## DIRECTIONS FOR THIS TASK
Scan the entries below for the word "GcpConnection" and copy every line where it turns up.

## RECORDS FOR THIS TASK
════════════════════

PR #4278, opened 2024-06-20
🐛 Safeguard GCP connection in gcp init resources.

preslavgerchev:


providers/gcp/resources/common.go
```diff
@@ -41,7 +41,10 @@ type assetIdentifier struct {
 }
 
 func getAssetIdentifier(runtime *plugin.Runtime) *assetIdentifier {
-	conn := runtime.Connection.(*connection.GcpConnection)
+	conn, ok := runtime.Connection.(*connection.GcpConnection)
+	if !ok {
+		return nil
```
czunker, line 46: Should we extend this func to also return an `error`?

czunker (commented):
Just curious: What happened that we need this now?

preslavgerchev:
> Just curious: What happened that we need this now?

Using a GCP snapshot connection right now is a bit weird: We use the GCP provider and we return a file system connection. There are some query filters that do query GCP resources, e.g. `gcp.organization.labels` (this is a totally made up example). Since we're coming from an GCP provider, this query can be compiled so it will be tried. However, the connection underneath is not a `GcpConnection` so we get the panic. Long term I believe we want to fix this differently but that's a good fix for the time being

providers/gcp/resources/common.go
preslavgerchev: There are already code paths in the same func that return nil (when no matching platform exists) so I assume returning nil here would be ok too

czunker:
> > Just curious: What happened that we need this now?
> 
> Using a GCP/Azure/AWS snapshot connection right now is a bit weird: We use the GCP provider and we return a file system connection. There are some query filters that do query GCP resources, e.g. `gcp.organization.labels` (this is a totally made up example). Since we're coming from an GCP provider, this query can be compiled so it will be tried. However, the connection underneath is not a `GcpConnection` so we get the panic. Long term I believe we want to fix this differently but that's a good fix for the time being

Thanks for the explanation. That's really wired.

czunker (approved):

PR #79, opened 2016-11-29
AIRAVATA-2232 Add CredentialOwnerType to credential model

machristie:
Added date stripping from Thrift generated stub classes to
credential-store-stubs/pom.xml.


machristie:
@scnakandala can you please review this when you have a chance?  I'm still new to developing with Thrift, etc. so please check to make sure I have implemented this correctly.  Thanks.

PR #81, opened 2016-12-01
Airavata 2245 Bug Resolution

anujbhan:


anujbhan:
https://issues.apache.org/jira/browse/AIRAVATA-2245

modules/registry/registry-core/src/main/java/org/apache/airavata/registry/core/app/catalog/model/UserResourceProfilePK.java
```diff
@@ -0,0 +1,66 @@
...
+    public UserResourceProfilePK(String userId, String gatewayID) {
+        this.userId = userId;
+        this.gatewayID = gatewayID;
+    }
+
+    public UserResourceProfilePK() {
+    }
+
+    @Override
+    public boolean equals(Object o) {
```
machristie: Why is hashCode and equals implemented like this? Two UserResourceProfilePK instances with the same userId and gatewayID should be equal and should hash to the same value, right?

machristie:
Other than my comment about, this looks good. Thanks for the fast work Anuj!

modules/registry/registry-core/src/main/java/org/apache/airavata/registry/core/app/catalog/model/UserResourceProfilePK.java
anujbhan: @machristie ,
yes you are right, Even I can't figure out why this is the case, all the composite Key classes in registry are implemented this way. 

@scnakandala ,
Can you give some insight ?

scnakandala: I agree with Marcus. We should do it in a similar way as in expcatalog https://github.com/anujbhan/airavata/blob/1bb80426d1acaa6d65aa49951fbb5fd1bc6a1703/modules/registry/registry-core/src/main/java/org/apache/airavata/registry/core/experiment/catalog/model/ExperimentErrorPK.java#L57

machristie: Since it is this way in all of the registry, can we create a separate issue for cleaning this up and merge this PR?

scnakandala: +1

PR #85, opened 2016-12-13
AIRAVATA-1792 Implement ability for admin to search for experiments using the created user as well

machristie:
Adds the three more experiment statistics filtering options to the API
* username
* application id
* hostname id


machristie:
@scnakandala Can you review and merge this when you get a chance? Thanks.

PR #86, opened 2016-12-13
AIRAVATA-2163 Setting type on CredentialSummary

machristie:
Setting 'type' since it is required on CredentialSummary.


machristie:
@shamrath @anujbhan can you please review this when you get a chance? Thanks.

PR #89, opened 2016-12-16
AIRAVATA-2282 notification sort: Prevent int overflow

machristie:
Instead of returning the difference as a long and casting to an int,
which risks integer overflow, just return 1 or -1 corresponding to the
sign of the difference.

Note: this branch was branched from master which is ahead of develop by a few spurious commits.  My change for this bug fix is really just NotificationRegistry.java change.


machristie:
@scnakandala  can you review this when you get a chance? Thanks.

PR #104, opened 2017-04-04
Temporary fix for mysql-selinux issue

ECoulter:
Tmp fix for this issue: https://jira.mariadb.org/browse/MDEV-12231

Adds selinux policy module to allow mysql to set uid/gid. Also
checks for .pp file which should be incuded in future releases
of MariaDB.


yasithdev:
Closing this PR (inactive)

════════════════════

## WRITTEN REPLY
-	conn := runtime.Connection.(*connection.GcpConnection)
+	conn, ok := runtime.Connection.(*connection.GcpConnection)
Using a GCP snapshot connection right now is a bit weird: We use the GCP provider and we return a file system connection. There are some query filters that do query GCP resources, e.g. `gcp.organization.labels` (this is a totally made up example). Since we're coming from an GCP provider, this query can be compiled so it will be tried. However, the connection underneath is not a `GcpConnection` so we get the panic. Long term I believe we want to fix this differently but that's a good fix for the time being
> Using a GCP/Azure/AWS snapshot connection right now is a bit weird: We use the GCP provider and we return a file system connection. There are some query filters that do query GCP resources, e.g. `gcp.organization.labels` (this is a totally made up example). Since we're coming from an GCP provider, this query can be compiled so it will be tried. However, the connection underneath is not a `GcpConnection` so we get the panic. Long term I believe we want to fix this differently but that's a good fix for the time being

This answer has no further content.